Domain-Specific Accelerators

A Dataflow architecture design (AI Processor)

Summary:

A scalable deep-learning accelerator supporting the training process is implemented for device personalization of deep convolutional neural networks (CNNs). It consists of three processor cores operating with distinct energy-efficient dataflow for different types of computation in CNN training. A disparate dataflow architecture is implemented for the weight gradient computation to enhance PE utilization while maximally reuse the input data.

Reference:

Seungkyu Choi, Jaehyeong Sim, Myeonggu Kang, Yeongjae Choi, Hyeonuk Kim, and Lee-Sup Kim, "An Energy-Efficient Deep Convolutional Neural Network Training Accelerator for In Situ Personalization on Smart Devices," IEEE Journal of Solid-State Circuits, Oct. 2020.

Mixed-precision Processing units

Summary:

From two perspectives: 1) separate precision decision for each input data, 2) maintenance of high performance on inference, we configure the data with low-bit fixed-point of activation/weight and floating-point based error gradient securing up to half-precision. A novel MAC architecture is designed to compute low- and high-precision modes for the different input combinations.
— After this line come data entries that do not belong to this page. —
PR #1720, opened 2024-07-02
(DAL) Data Availability Layer Beta

nick-bisonai:
# Description

Data Availability Layer Beta

default port 8090

## Rest API

- get `/api/v1/dal/latest-data-feeds/all`: get data for onchain submission for all possible pairs
- get `/api/v1/dal/latest-data-feeds/btc-usdt`: get data for onchain submission for certain pair

## Websockert API

`/api/v1/dal/ws`

- subscribe
```
{"method":"SUBSCRIBE", "params":["submission@ETH-USDT", "submission@BTC-USDT", "submission@ADA-USDT"]}
```

## Response Example
```
{
    "symbol": "ETH-USDT",
    "value": "343723184555",
    "aggregateTime": "1719907644",
    "proof": "KPYuhGTwoeaUm3ZHGj/q3gXRl//+y17jHxzf4IrAr4pV9RZXHVOVP9W96ICCQcj5LZAUDxyqYeH7Twn7ZYmDnxs=",
    "feedHash": "cCC1KEG7Joy8eBN6VNS/H1MF7tEDn7XQA7qVuO3txGw=",
    "decimals": "8"
}
```

## Type of change

## Deployment


nick-bisonai:
@coderabbitai review

node/pkg/dal/tests/main_test.go
```diff
@@ -0,0 +1,124 @@
...
+type TestItems struct {
+	App        *fiber.App
+	Controller *api.Controller
+	Collector  *collector.Collector
+	TmpConfig  types.Config
+}
+
+func testPublishData(ctx context.Context, submissionData aggregator.SubmissionData) {
+	_ = db.Publish(ctx, keys.SubmissionDataStreamKey(submissionData.GlobalAggregate.ConfigID), submissionData)
+}
```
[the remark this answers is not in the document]
nick-bisonai: it's just part of the test code, I don't think it should be too strict here

node/.env.example
```diff
@@ -52,3 +52,18 @@ POR_PROVIDER_URL=
...
+# (required)
+# KAIA_WEBSOCKET_URL=
+
+# (required)
+# SUBMISSION_PROXY_CONTRACT=
+
+# (required)
+# DATABASE_URL=
+# REDIS_HOST=
+# REDIS_PORT=
```
Intizar-T, line 69: a minor suggestion, how about uncommenting required variables?

nick-bisonai: thanks for the suggestion, I commented this because the same variables are already declared above, do you think it'd be okay to have duplicate declaration inside .env.example file? if so, I'll uncomment these 🙏

Intizar-T: if they are already declared above i think no need, i didn't notice the ones at the top

node/pkg/dal/collector/collector.go
```diff
@@ -0,0 +1,198 @@
...
+		Value:         strconv.FormatInt(data.GlobalAggregate.Value, 10),
+		AggregateTime: strconv.FormatInt(data.GlobalAggregate.Timestamp.Unix(), 10),
+		Proof:         orderedProof,
+		FeedHash:      [32]byte(c.FeedHashes[data.GlobalAggregate.ConfigID]),
+		Decimals:      DefaultDecimals,
+	}, nil
+}
+
+func (c *Collector) trackOracleAdded(ctx context.Context) {
+	var eventTriggered chan any
```
Intizar-T, line 177: if I remember correctly, this type of initialization will initialize a `nil` channel which will always block sending and receiving. To initialize a channel as non-nil:
```go
eventTriggered = make(chan any)
```
i think this shouldnt block sending and receiving
https://stackoverflow.com/questions/39015602/how-does-a-non-initialized-channel-behave

node/pkg/dal/collector/collector.go
```diff
@@ -0,0 +1,198 @@
...
+)
+
+type Collector struct {
+	IncomingStream  map[int32]chan aggregator.SubmissionData
+	OutgoingStream  map[int32]chan dalcommon.OutgoingSubmissionData
+	Symbols         map[int32]string
+	FeedHashes      map[int32][]byte
+	CachedWhitelist []klaytncommon.Address
+
+	Ctx        context.Context
```
Intizar-T, line 35: is there a specific reason we are storing the `context` in a struct? Apparently it's not a good practice to store context in a struct, rather it should be passed to functions that require it, unless there it's necessary: https://go.dev/blog/context-and-structs

Intizar-T (approved):
lgtm!

left some suggestions

node/pkg/dal/collector/collector.go
nick-bisonai: agreed

node/pkg/dal/collector/collector.go
nick-bisonai: I kept ctx to track its running state, 

ctx here is the one which is generated from param passed through `Start` func below.

PR #1725, opened 2024-07-04
(OraklNode) Signer auto refresh

nick-bisonai:
# Description

Signer refreshed automatically

## Type of change

## Deployment


nick-bisonai:
@coderabbitai review

node/pkg/chain/helper/signer.go
```diff
@@ -0,0 +1,227 @@
...
+func getSignerPk(ctx context.Context, config SignerConfig) (string, error) {
+	var pk string
+	var err error
+	if config.pk != "" {
+		pk = strings.TrimPrefix(config.pk, "0x")
+		return pk, nil
+	} else {
+		pk, err = utils.LoadSignerPk(ctx)
+		if err != nil || pk == "" {
+			log.Warn().Msg("failed to load signer from pgs")
```
Intizar-T, line 40: looks like `pk == ""` is being checked twice (in line 43 as well). How about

By substituting a high-cost floating-point based addition to brick-level separate accumulations, we realize both area-efficient architecture and high throughput for low-precision computation.

Reference:

Seungkyu Choi, Jaekang Shin, and Lee-Sup Kim, "A Deep Neural Network Training Architecture with Inference-aware Heterogeneous Data-type," IEEE Transactions on Computers, May 2022.
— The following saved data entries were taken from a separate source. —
PR #1726, opened 2024-07-04
(OraklNode) Bulk insert local aggregation

Intizar-T:
# Description

- bulk insert local aggregates using go channel
- write tests

Fixes # (issue)

## Type of change

## Deployment


node/pkg/fetcher/collector.go
```diff
@@ -124,17 +123,15 @@ func calculateAggregatedPrice(valueWeightedAveragePrice, medianPrice float64) fl
...
-
-	if err1 != nil || err2 != nil {
-		return fmt.Errorf("errors occurred in insertAggregateData: %v, %v", err1, err2)
+func (c *Collector) insertAggregateData(ctx context.Context, aggregated float64) error {
+	if aggregated != 0 {
+		c.localAggregatesChannel <- LocalAggregate{
+			ConfigID: c.ID,
+			Value:   int64(aggregated),
+			Timestamp:  time.Now(),
+		}
```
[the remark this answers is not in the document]
Intizar-T: the channel buffer size is about 20 times larger than average usage capacity. And the channel processor function in app.go empties the channel whenever it gets full

node/pkg/fetcher/app.go
```diff
@@ -355,6 +360,11 @@ func (a *App) initialize(ctx context.Context) error {
 	if err != nil {
 		return err
 	}
+
+	// initialize channel for temporarily keeping local aggregates
```
nick-bisonai, line 364: I think the code speaks for itself, you can remove the comment

node/pkg/fetcher/app.go
```diff
@@ -355,6 +360,11 @@ func (a *App) initialize(ctx context.Context) error {
...
+	localAggregatesChannel := make(chan LocalAggregate, LocalAggregatesChannelSize)
+	go a.localAggregatesChannelProcessor(ctx, localAggregatesChannel)
```
nick-bisonai, line 366: how about moving this into fetcher.Run() function?

if using the ctx from fetcher.Run(), it'll be canceled accordingly when `app.StopFetcher` has been called

node/pkg/fetcher/app.go
```diff
@@ -396,6 +406,51 @@ func (a *App) initialize(ctx context.Context) error {
...
+	ticker := time.NewTicker(DefaultLocalAggregateInterval)
+	defer ticker.Stop()
+
+	for {
+		select {
+			case <-ctx.Done():
+				log.Debug().Str("Player", "Fetcher").Msg("fetcher local aggregates channel goroutine stopped")
+				return
+			case <-ticker.C:
+				localAggregatesChannelProcessorJob(ctx, localAggregatesChannel)
```
nick-bisonai, line 419: lets run this in separate thread 
`go localAggregatesChannelProcessorJob`

node/pkg/fetcher/app.go
```diff
@@ -396,6 +406,51 @@ func (a *App) initialize(ctx context.Context) error {
 	return nil
 }
 
+func (a *App) localAggregatesChannelProcessor(ctx context.Context, localAggregatesChannel chan LocalAggregate) {
```
nick-bisonai, line 409: it is recommended to use verb for function names, when it ends with word such as processor, it sounds more like variable or structure.

how about `bulkStoreLocalAggregates` or something similar to that? I think `process` is quite having a broad meaning inside

node/pkg/fetcher/app_test.go
```diff
@@ -116,3 +118,76 @@ func TestAppRun(t *testing.T) {
...
+		t.Fatalf("error setting feed data in redis: %v", err)
+	}
+
+	// wait until collectors fetch and process data from db
+	localAggregateIntervalRaw := os.Getenv("LOCAL_AGGREGATE_INTERVAL")
+	localAggregateInterval, err := time.ParseDuration(localAggregateIntervalRaw)
+	if err != nil {
+		localAggregateInterval = DefaultLocalAggregateInterval
+	}
+	time.Sleep(localAggregateInterval*2)
```
nick-bisonai, line 171: have you tried running test without sleeps? if no error occurs without sleeps, lets remove all sleeps inside

node/pkg/fetcher/collector.go
```diff
@@ -124,17 +123,15 @@ func calculateAggregatedPrice(valueWeightedAveragePrice, medianPrice float64) fl
...
-func insertAggregateData(ctx context.Context, id int32, aggregated float64) error {
-	if aggregated == 0 {
-		return nil
-	}
-	err1 := insertLocalAggregateRdb(ctx, id, aggregated)
-	err2 := insertLocalAggregatePgsql(ctx, id, aggregated)
-
-	if err1 != nil || err2 != nil {
-		return fmt.Errorf("errors occurred in insertAggregateData: %v, %v", err1, err2)
+func (c *Collector) insertAggregateData(ctx context.Context, aggregated float64) error {
```
nick-bisonai, line 126: how about `streamLocalAggregate` for this function name? it doesn't directly stores the data but streams the data to the channel

nick-bisonai (approved):
lgtm!, left few comments 🙏

node/pkg/fetcher/app.go
Intizar-T: good idea Nick. Just to confirm, I'm guessing you mean the Run function in `app.go`?

nick-bisonai: yes, to achieve this
you might have to include the channel property into app structure

Intizar-T: how about just passing the channel to the `initialize()` function as an argument since the channel is used only in that function

Intizar-T: ah there is refresh message restarts the app. Then it makes sense to make it part of the app structure :)

nick-bisonai: I couldn't get the point, can you explain in more detail?
`initialize` should be the function which initialize internal applications, so I personally think it's better to keep the parameters clean.

once internal applications are initialized, those apps start running once `startAll` has been called

my feedback was that execution and initialization should be separated

nick-bisonai: sure, ping me after the update

node/pkg/fetcher/app_test.go
Intizar-T: apparently the first sleep was not necessary but the second is required because it takes a bit longer to insert data to db

node/pkg/fetcher/app.go
```diff
@@ -24,6 +29,10 @@ func New(bus *bus.MessageBus) *App {
 }
 
 func (a *App) Run(ctx context.Context) error {
+	localAggregatesChannel := make(chan LocalAggregate, LocalAggregatesChannelSize)
+	a.localAggregatesChannel = localAggregatesChannel
+	go a.bulkStoreLocalAggregates(ctx)
```
nick-bisonai, line 34: is this also affected by `app.startAll` and `app.stopAll`?

nick-bisonai: `app.Run()` is the function for initial execution, on app launch, while `app.startAll` and `app.stopAll` is called externally when trying to refresh the fetcher. so I think it'd be better if the `go a.bulkStoreLocalAggregates(ctx)` is included in `app.startAll` rather than `app.Run()`

nick-bisonai (commented):
it is optional, but I'd recommend you to write separate file for bulk insertion rather than adding the functionality into `app.go` file. because initial intention for app.go was for high level application which only cares about controlling other internal applications rather than having its own job implementations.

node/pkg/fetcher/app.go
Intizar-T: yes I think aggregation channel is also affected by `startAll` and `stopAll`. I'll move it to `startAll`

Intizar-T:
> it is optional, but I'd recommend you to write separate file for bulk insertion rather than adding the functionality into `app.go` file. because initial intention for app.go was for high level application which only cares about controlling other internal applications rather than having its own job implementations.

good point, I was thinking about this as well. Will move to a separate file

PR #1737, opened 2024-07-05
(OraklNode) Add accumulator condition

nick-bisonai:
# Description

Add condition to prevent overwriting redis database with old local aggregate data.

## Type of change

## Deployment

### DIFF
--- a/node/pkg/fetcher/accumulator.go
+++ b/node/pkg/fetcher/accumulator.go
@@ -46,8 +46,14 @@ loop:
 	for {
 		select {
 		case data := <-a.accumulatorChannel:
-			localAggregatesDataRedis[keys.LocalAggregateKey(data.ConfigID)] = data
 			localAggregatesDataPgsql = append(localAggregatesDataPgsql, []any{data.ConfigID, int64(data.Value), data.Timestamp})
+
+			redisKey := keys.LocalAggregateKey(data.ConfigID)
+			existingData, exists := localAggregatesDataRedis[redisKey]
+			if exists && existingData.(LocalAggregate).Timestamp.After(data.Timestamp) {
+				continue
+			}
+			localAggregatesDataRedis[redisKey] = data
 		default:
 			break loop
 		}


Intizar-T:
hmm i cannot think of a scenario where this could happen. There is only one goroutine that handles a specific feed data. Data is popped from a channel and written to a db atomically. Is there any race condition that can result in outdated data?

nick-bisonai:
> hmm i cannot think of a scenario where this could happen. There is only one goroutine that handles a specific feed data. Data is popped from a channel and written to a db atomically. Is there any race condition that can result in outdated data?

in redis, only single entry is stored per configuration id to be referenced from aggregator
from accumulator, if there's more than two more entries with the same configid, there's a possible scenario where the old local aggregate value overwrites new local aggregate value.

Intizar-T:
> > hmm i cannot think of a scenario where this could happen. There is only one goroutine that handles a specific feed data. Data is popped from a channel and written to a db atomically. Is there any race condition that can result in outdated data?
> 
> in redis, only single entry is stored per configuration id as latest local aggregate value to be referenced from aggregator from accumulator, if there's more than two more entries with the same configid, there's a possible scenario where the old local aggregate value overwrites new local aggregate value.

hmm but keys in redis are unique so we cannot have multiple entries with the same configid, right?

nick-bisonai:
> > > hmm i cannot think of a scenario where this could happen. There is only one goroutine that handles a specific feed data. Data is popped from a channel and written to a db atomically. Is there any race condition that can result in outdated data?
> > 
> > 
> > in redis, only single entry is stored per configuration id as latest local aggregate value to be referenced from aggregator from accumulator, if there's more than two more entries with the same configid, there's a possible scenario where the old local aggregate value overwrites new local aggregate value.
> 
> hmm but keys in redis are unique so we cannot have multiple entries with the same configid, right?

yes, that is why I added the condition, so that it doesn't overwrite with old data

sparsity-aware PE architecture

Summary:

- Multi-window dataflow architecture for selective weight update

- Redundancy Censoring Unit (RCU)-based PE architecture

Reference:

- Jaekang Shin, Seungkyu Choi, Yeongjae Choi, and Lee-Sup Kim, "A Pragmatic Approach to On-device Incremental Learning System with Selective Weight Updates," ACM/IEEE Design Automation Conference (DAC), 2020.

- Kangkyu Park, Seungkyu Choi, Yeongjae Choi, and Lee-Sup Kim, "Rare Computing: Removing Redundant Multiplications from Sparse and Repetitive Data in Deep Neural Networks," IEEE Transactions on Computers, Apr. 2022.

High-performance DSP engine Implementation

Summary:

- A configurable baseband processing architecture that efficiently handles parallel sample streams targeting ultra-wide bandwidth inter-satellite optical communications for the target data rates exceeding 100 Gbps

- A parallelogram-style systolic accelerator, specifically designed for parallel processing for correlation kernels

Reference:

- Seungkyu Choi, Huanshihong Deng, Kuan-Yu Chen, Yufan Yue, David Blaauw, and Hun-Seok Kim, "ParaBase: A Configurable Parallel Baseband Processor for Ultra-High-Speed Inter-Satellite Optical Communications," ACM/IEEE International Symposium on Low Power Electronics and Design (ISLPED), 2024.